If i can get everything up and running, I don't want to put it behind a paywall, but i'll probably put generating wordlists larger than a certain number of lines behind a paywall, because that can take a few seconds or more, and i'll have a queue system. I might also add a few more premium services behind a paywall, but i'm not certain yet. I think thats justified.
@FlameOfIgnis to scale DB for both size and speed I would strongly recommend uploading data to s3 and query/dedup with AWS Athena. FWIW in personal testing I've scanned ~5b creds in under 2 mins.
Hello! Im considering moving the project to its own server soon because im about to exhaust my resources on the local setup.
I've scanned ~5b creds in under 2 mins.
I've structured it in a way that im getting pretty much instant results for single-result queries.
However, ordering/scanning entire tables take a bit (as expected)
And running JOIN operations for a large subset is just catastrophic. So, for localization i need to filter on the email addresses, then join that with passwords to sort it.
This causes a double JOIN operation on millions of rows, which sucks.
Here is the time from the localization query i use: (i forgot a sort operation, it shouldn't exceed 15 seconds)
Yes, the 2min reference I gave is against an unsorted dataset of ~5b records. You can certainly use Athena, Bigquery, or similar to make the sort/join/preprocessing on the data faster. Considering your cost problem those services would probably cheaper than a dedicated server as well.
Hi @FlameOfIgnis @pooki3bear Thx for your Great work @enseitankado But I have some questions about your discuss:
Hello @kivik92!
For local processing purposes, i really recommend using sqlite instead of MySQL or any other dbms, because its a lot easier to take snapshots or backups of an sqlite database, and when configured correctly it performs much faster than others (since you don't need query isolation/no parallel queries need to be processed)
If all you want to do is pull all the password wordlists together and remove non-unique ones, how are you going to do the ordering? If ordering is not important for you, you can just append all the wordlists to a single file, and do:
cat wordlists/* >> compilation.txt
sort -u compilation.txt > unique-compilation.txt
to get a unique list.
However, I always prefer smaller wordlists with hashcat wordrules for cracking, instead of relying on huge wordlists. I really recommend giving it a shot if you haven't! Good luck and cheers!
Hello @FlameOfIgnis Thx for your faster answer I used command that you wrote, but I had many problems and errors with it, that’s why I desired to use dbms such as MySQL, I have resources for this About sorting wordlist- Yes I want to sort wordlists for example by symbols, 8 symbols for WiFi Cracking, 12 symbols for some services etc. Maybe we can continue our talk via email? Cheers
Hi again @kivik92, sorry about the delayed response. If you really want to use a dbms for this, then all you'll need is a simple script (preferably python) to read all the wordlists in a directory, and insert the contents to an sql table.
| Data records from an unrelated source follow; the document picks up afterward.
PR #3612, opened 2016-06-16
Add some unit tests and an acceptance test for bundle

dnephin:
In addition to the tests, this PR also makes the following changes:
* the `Services`, and `Version` keys in the bundle are now capitalized to be consistent with the other keys. No change is required on the engine side because the go json parser accepts both cases.
* only re-pull by digest if the original pull didn't save the `RepoDigests`. This will be a significant improvement when https://github.com/docker/docker/pull/23503 is merged

The acceptance test for `bundle` is for the most trivial case, but the unit tests should cover most of the other behaviour.

I tried to write an acceptance test for `push` by starting a local registry. Unfortunately the authentication required by the engine to communicate with a registry makes this incredibly annoying so I think it'll have to wait.

### DIFF
--- a/compose/bundle.py
+++ b/compose/bundle.py
@@ -57,17 +57,7 @@ class MissingDigests(Exception):
 
 
 def serialize_bundle(config, image_digests):
-    if config.networks:
-        log.warn("Unsupported top level key 'networks' - ignoring")
-
-    if config.volumes:
-        log.warn("Unsupported top level key 'volumes' - ignoring")
-
-    return json.dumps(
-        to_bundle(config, image_digests),
-        indent=2,
-        sort_keys=True,
-    )
+    return json.dumps(to_bundle(config, image_digests), indent=2, sort_keys=True)
 
 
 def get_image_digests(project, allow_fetch=False):
@@ -99,7 +89,7 @@ def get_image_digest(service, allow_fetch=False):
             "required to generate a proper image digest for the bundle. Specify "
             "an image repo and tag with the 'image' option.".format(s=service))
 
-    separator = parse_repository_tag(service.options['image'])[2]
+    _, _, separator = parse_repository_tag(service.options['image'])
     # Compose file already uses a digest, no lookup required
     if separator == '@':
         return service.options['image']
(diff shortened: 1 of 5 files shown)


compose/bundle.py
```diff
@@ -143,24 +133,32 @@ def fetch_image_digest(service):
...
-    repo = parse_repository_tag(service.options['image'])[0]
+    repo, _, _ = parse_repository_tag(service.options['image'])
     identifier = '{repo}@{digest}'.format(repo=repo, digest=digest)
 
-    # Pull by digest so that image['RepoDigests'] is populated for next time
-    # and we don't have to pull/push again
-    service.client.pull(identifier)
-
-    log.info("Stored digest for {}".format(service.image_name))
+    # only do this is RepoTags isn't already populated
```
aanand: Small thing: "is" should be "if". And should "RepoTags" be "RepoDigests"?

tests/acceptance/cli_test.py
```diff
@@ -378,6 +379,32 @@ def test_build_failed_forcerm(self):
         ]
         assert not containers
 
+    def test_bundle_with_digests(self):
+        self.base_dir = 'tests/fixtures/bundle-with-digests/'
+        tmpdir = py.test.ensuretemp('cli_test_bundle')
+        self.addCleanup(tmpdir.remove)
+        filename = str(tmpdir.join('example.dsb'))
```
aanand: Another small thing: this should be `.dab` now

tests/integration/service_test.py
```diff
@@ -397,7 +397,7 @@ def test_execute_convergence_plan_when_host_volume_is_removed(self):
 
         assert not mock_log.warn.called
         assert (
-            [mount['Destination'] for mount in new_container.get('Mounts')],
+            [mount['Destination'] for mount in new_container.get('Mounts')] ==
```
aanand: This has now been fixed in #3619, but if GH isn't complaining, I guess the merge won't blow up.

aanand:
LGTM - just minor comments. Feel free to fix them here or in a follow-up.

The test failures are 1.12-related. Two are fixed by #3652, the other (I think) needs to be fixed in Engine.

dnephin:
fixed those issues

aanand:
LGTM

PR #3619, opened 2016-06-20
Fix assertion that was always true

jgiannuzzi:
An assertion was always evaluating to true in test_execute_convergence_plan_when_host_volume_is_removed.


dnephin:
LGTM

aanand:
Tests are broken against 1.12.0-rc2, but that's not the fault of this change. Confirmed that they pass locally against 1.11.2, so LGTM.

PR #3595, opened 2016-06-14
Add docker-compose push and docker-compose bundle

dnephin:
* `push` pushes services images to a registry
* `bundle` pulls/pushes as needed and builds a bundle file to be consumed by https://github.com/docker/docker/pull/23522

Getting all the wordlists should be a trivial task with os.walk
, and then you'll need to read the wordlists one line at a time, and send an INSERT query to insert the contents to your table.
Consider keeping a counter and committing db changes every few hundred or so queries (and not after every query) to speed up the process.
Then you can sort/filter the results however you wish, and export the results to a wordlist.
Good luck!
First of all, thank you for your work. What method or tool you used to process 1B data will be useful if you share the original methods you used. We are also very interested in this part of the study.